As this government's poor decisions continue driving up cost of living, this budget completely ignores another consequence of these pressures, and that's participation in sport. Families are now having to choose between sending their kids to sporting events and not because they're under so much financial pressure. They're making these difficult choices. Parents are having to decide whether they can still afford football rego, netball fees, dance lessons or swimming. That's no small thing. Sport is not just recreation. It's about resilience. It's about friendships. It's about discipline. It's about teamwork. It delivers opportunities for young people and for families. When children miss out, communities lose too.
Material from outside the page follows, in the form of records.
PR #74935, opened 2023-03-15
[3.x] Allow rendering of 3d content at lower resolution

Ansraer:
This makes it possible to dynamically adjust the rendering resolution of 3D content. 2D content and UI stuff are still rendered at full resolution.

The user can adjust the target resolution with the `Rendering/Quality/3D/Lower Resolution` project setting. 

The editor displaying a scene at 1/4 the resolution
image

---
This PR was sponsored by Ramatak with 💚

PR #85508, opened 2023-11-29
[3.x] Add `max_render_size` ProjectSettings

BimDav:
The size at which a game is rendered plays a huge part in the game's performance. However, before this there was no way to set a maximum render size: setting the stretch mode to `Viewport`would work to set the render size to the viewport size, but there are often cases where the viewport's internal size is large but the render size has to be smaller, e.g. a 4k game giving a high performance option for players who have a large screen size.

This adds a Project Setting "max_render_size" which is applied when the stretch mode is 2D. This will help the performance of a lot of games with high viewport size.

### DIFF
--- a/core/project_settings.cpp
+++ b/core/project_settings.cpp
@@ -1085,6 +1085,10 @@ ProjectSettings::ProjectSettings() {
 	ProjectSettings::get_singleton()->set_custom_property_info("display/window/size/test_width", PropertyInfo(Variant::INT, "display/window/size/test_width", PROPERTY_HINT_RANGE, "0,7680,1,or_greater")); // 8K resolution
 	GLOBAL_DEF("display/window/size/test_height", 0);
 	ProjectSettings::get_singleton()->set_custom_property_info("display/window/size/test_height", PropertyInfo(Variant::INT, "display/window/size/test_height", PROPERTY_HINT_RANGE, "0,4320,1,or_greater")); // 8K resolution
+	GLOBAL_DEF("display/window/size/max_render_width", 0);
+	ProjectSettings::get_singleton()->set_custom_property_info("display/window/size/max_render_width", PropertyInfo(Variant::INT, "display/window/size/max_render_width", PROPERTY_HINT_RANGE, "0,7680,1,or_greater")); // 8K resolution
+	GLOBAL_DEF("display/window/size/max_render_height", 0);
+	ProjectSettings::get_singleton()->set_custom_property_info("display/window/size/max_render_height", PropertyInfo(Variant::INT, "display/window/size/max_render_height", PROPERTY_HINT_RANGE, "0,4320,1,or_greater")); // 8K resolution
 
 	GLOBAL_DEF("audio/default_bus_layout", "res://default_bus_layout.tres");
 	custom_prop_info["audio/default_bus_layout"] = PropertyInfo(Variant::STRING, "audio/default_bus_layout", PROPERTY_HINT_FILE, "*.tres");
--- a/doc/classes/ProjectSettings.xml
+++ b/doc/classes/ProjectSettings.xml
@@ -525,6 +525,12 @@
 		<member name="display/window/size/height" type="int" setter="" getter="" default="600">
 			Sets the game's main viewport height. On desktop platforms, this is the default window size. Stretch mode settings also use this as a reference when enabled.
 		</member>
+		<member name="display/window/size/max_render_height" type="int" setter="" getter="" default="0">
+			Sets the maximum height of the game's main viewport, when the stretch mode is "2D". If set to 0, the maximum height is the screen height.
+		</member>
+		<member name="display/window/size/max_render_width" type="int" setter="" getter="" default="0">
+			Sets the maximum width of the game's main viewport, when the stretch mode is "2D". If set to 0, the maximum width is the screen width.
+		</member>
 		<member name="display/window/size/resizable" type="bool" setter="" getter="" default="true">
 			Allows the window to be resizable by default.
 			[b]Note:[/b] This setting is ignored on iOS.
--- a/doc/classes/SceneTree.xml
+++ b/doc/classes/SceneTree.xml
@@ -212,6 +212,13 @@
 				Marks the most recent [InputEvent] as handled.
 			</description>
 		</method>
+		<method name="set_max_render_size">
+			<return type="void" />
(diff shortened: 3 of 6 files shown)


core/project_settings.cpp
```diff
@@ -1085,6 +1085,10 @@ ProjectSettings::ProjectSettings() {
 	ProjectSettings::get_singleton()->set_custom_property_info("display/window/size/test_width", PropertyInfo(Variant::INT, "display/window/size/test_width", PROPERTY_HINT_RANGE, "0,7680,1,or_greater")); // 8K resolution
 	GLOBAL_DEF("display/window/size/test_height", 0);
 	ProjectSettings::get_singleton()->set_custom_property_info("display/window/size/test_height", PropertyInfo(Variant::INT, "display/window/size/test_height", PROPERTY_HINT_RANGE, "0,4320,1,or_greater")); // 8K resolution
+	GLOBAL_DEF("display/window/size/max_render_width", 0);
+	ProjectSettings::get_singleton()->set_custom_property_info("display/window/size/width", PropertyInfo(Variant::INT, "display/window/size/width", PROPERTY_HINT_RANGE, "0,7680,1,or_greater")); // 8K resolution
+	GLOBAL_DEF("display/window/size/max_render_height", 0);
+	ProjectSettings::get_singleton()->set_custom_property_info("display/window/size/height", PropertyInfo(Variant::INT, "display/window/size/height", PROPERTY_HINT_RANGE, "0,4320,1,or_greater")); // 8K resolution
```
AThousandShips, line 1091:
```suggestion
	GLOBAL_DEF("display/window/size/max_render_width", 0);
	ProjectSettings::get_singleton()->set_custom_property_info("display/window/size/max_render_width", PropertyInfo(Variant::INT, "display/window/size/max_render_width", PROPERTY_HINT_RANGE, "0,7680,1,or_greater")); // 8K resolution
	GLOBAL_DEF("display/window/size/max_render_height", 0);
	ProjectSettings::get_singleton()->set_custom_property_info("display/window/size/max_render_height", PropertyInfo(Variant::INT, "display/window/size/max_render_height", PROPERTY_HINT_RANGE, "0,4320,1,or_greater")); // 8K resolution
```

doc/classes/ProjectSettings.xml
```diff
@@ -525,6 +525,12 @@
 		<member name="display/window/size/height" type="int" setter="" getter="" default="600">
 			Sets the game's main viewport height. On desktop platforms, this is the default window size. Stretch mode settings also use this as a reference when enabled.
 		</member>
+		<member name="display/window/size/max_render_height" type="int" setter="" getter="" default="0">
+			Sets the maximum height at which the game is rendered, when the stretch mode is "2D". If set to 0, the render height is the screen height.
```
AThousandShips, line 529:
```suggestion
			Sets the maximum height of the game's main viewport, when the stretch mode is "2D". If set to 0, the maximum height is the screen height.
```

doc/classes/ProjectSettings.xml
```diff
@@ -525,6 +525,12 @@
...
+		</member>
+		<member name="display/window/size/max_render_width" type="int" setter="" getter="" default="0">
+			Sets the maximum width at which the game is rendered, when the stretch mode is "2D". If set to (0, 0), the render width is the screen width.
```
AThousandShips, line 532:
```suggestion
			Sets the maximum width of the game's main viewport, when the stretch mode is "2D". If set to 0, the maximum width is the screen width.
```

BimDav:
> Is this change not relevant for 4.x?

It is, and I will make the PR for Godot 4. I had to make the fix for my game which is in production and made in Godot 3, so I did it in 3 first.

Calinou:
I'm not sure about the way this is implemented for two reasons:

- If no bilinear filtering is applied, then the result will feature uneven pixel scaling
- It encourages hardcoding a maximum resolution, which is bad for future-proofing games. I don't want to be prevented from rendering a game internally at 8K if I want to :slightly_smiling_face: 

Instead, a resolution scale multiplier should be preferred. 4.x already exposes this with the **Scaling 3D** project settings, which only affects 3D rendering without affecting 2D. This already has a 3.x implementation in https://github.com/godotengine/godot/pull/74935.

BimDav:
>     * If no bilinear filtering is applied (nearest-neighbor is the default when using the `viewport` stretch mode), then the result will feature uneven pixel scaling unless `max_render_size` is exactly half the window size (or any other integer divisor).

The maximum render size is only applied in the `2d` stretch mode, so I'm not sure this is relevant? I may have missed your point.

>     * It encourages hardcoding a maximum resolution, which is bad for future-proofing games. I've seen too many old games have hard caps on the resolution they can internally render at, [and it still happens today sometimes](https://github.com/Lyall/MGSHDFix). I don't want to be prevented from rendering a game internally at 8K if I want to[1](#user-content-fn-1-e2de57130e6216d951f63ca554014a65). It may not be viable now, but it may be viable in 5 years from now 🙂

This is true. We could make it only accessible from code, and not from the project settings so that it is clearer it is intended for quality/performance options. But it could make it too hidden to be found.

I don't really get how a scale multiplier changes your second point? I am open to a scale multiplier instead of a fixed resolution, but if the intention is to limit the render resolution below the screen resolution (it is at least my intention), then it will limit the resolution. The game dev will have to add a "high quality" option that sets max_render_size to (0, 0) in order to be future proof. That is how I used it in my game.

Calinou:
> The maximum render size is only applied in the 2d stretch mode, so I'm not sure this is relevant? I may have missed your point.

My point is more generally that by default, Godot uses nearest-neighbor filtering when the viewport size doesn't match the window size. I believe this issue trickles down to your implementation as well, but I haven't tested it locally.

> I don't really get how a scale multiplier brings a solution to your second point? I am open to a scale multiplier instead of a fixed resolution, but if the intention is to limit the render resolution below the screen resolution (it is at least my intention), then it will limit the resolution. The game dev will have to add a "high quality" option that sets max_render_size to (0, 0) in order to be future proof. That is how I used it in my game.

There's also the concern that low-end devices may need an even lower resolution to run smoothly either way. A multiplier handles this automatically, assuming low-end mobile devices have 720p displays, mid-range devices have 1080p displays and flagships have 1440p displays. On the contrary, if you set a fixed maximum resolution of 720p, the low-end devices will keep rendering at native resolution which is probably too much for them (480p would be more suited).

PR #85513, opened 2023-11-29
Save external data even without scene

KoBeWi:
When using Ctrl+S without scene opened, it saves all modified resources. However it doesn't save external data of editor plugins that don't modify Resources.

This PR ensures that unsaved external data (based on `get_unsaved_status()`) is still saved even when there is no scene. This is mostly relevant for user plugins, as none of Godot's plugins modify non-Resource data AFAIK.

Probably a better solution would be modifying EditorData's `save_editor_external_data()` to work like `_save_external_resources()`, i.e. only save modified external data and return how many plugins were saved, but `get_unsaved_status()` is a recent addition and almost no plugin implements it.

### DIFF
--- a/editor/editor_node.cpp
+++ b/editor/editor_node.cpp
@@ -1693,7 +1693,7 @@ bool EditorNode::_validate_scene_recursive(const String &p_filename, Node *p_nod
 	return false;
 }
 
-int EditorNode::_save_external_resources() {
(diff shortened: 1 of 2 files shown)


akien-mga (approved):
Let's give it a try :)

akien-mga:
Thanks!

At the elite level, there are broader concerns at hand. Professional athletes often have uniquely short earning windows. We know that. They get hurt. They carry pain after they've been hurt. They carry injuries, and therefore their careers are cut short. And, unlike many careers, elite sport does not continue into someone's 60s. Athletes often rely on careful financial planning and investment to provide security after competition ends, and tax settings matter because they shape incentives to save and prepare for their life after their sport. At a time when Australians are under pressure, this budget does nothing to make participation more affordable or strengthen pathways for grassroots to elite sport.
And then there's the arts sector. Well, what is the arts sector? Oh—it's small businesses. The arts sector is full of small businesses. Australia's cultural sector depends not only on creativity but on investment, philanthropy and community support. Artists, galleries, organisations and cultural institutions rely heavily on donors and patrons who choose to invest in Australia's creative future. When taxes increase and investment incentives weaken, philanthropy will be affected. It will disappear because philanthropy is not an optional extra in arts and culture; it's often what keeps programs running, exhibitions open and opportunities—the great Aussie opportunity—going, especially under this government. The same applies across sport and community organisation.
When families and investors have less capacity to contribute, communities feel it. Government cannot simply assume public spending replaces private generosity. Strong societies need both. This budget discourages aspiration. It creates uncertainty. It risks leaving the next generation with fewer opportunities than the generations before them. Australians deserve better than a government that sees every challenge through the lens of higher taxes and higher spending. Labor have lost control.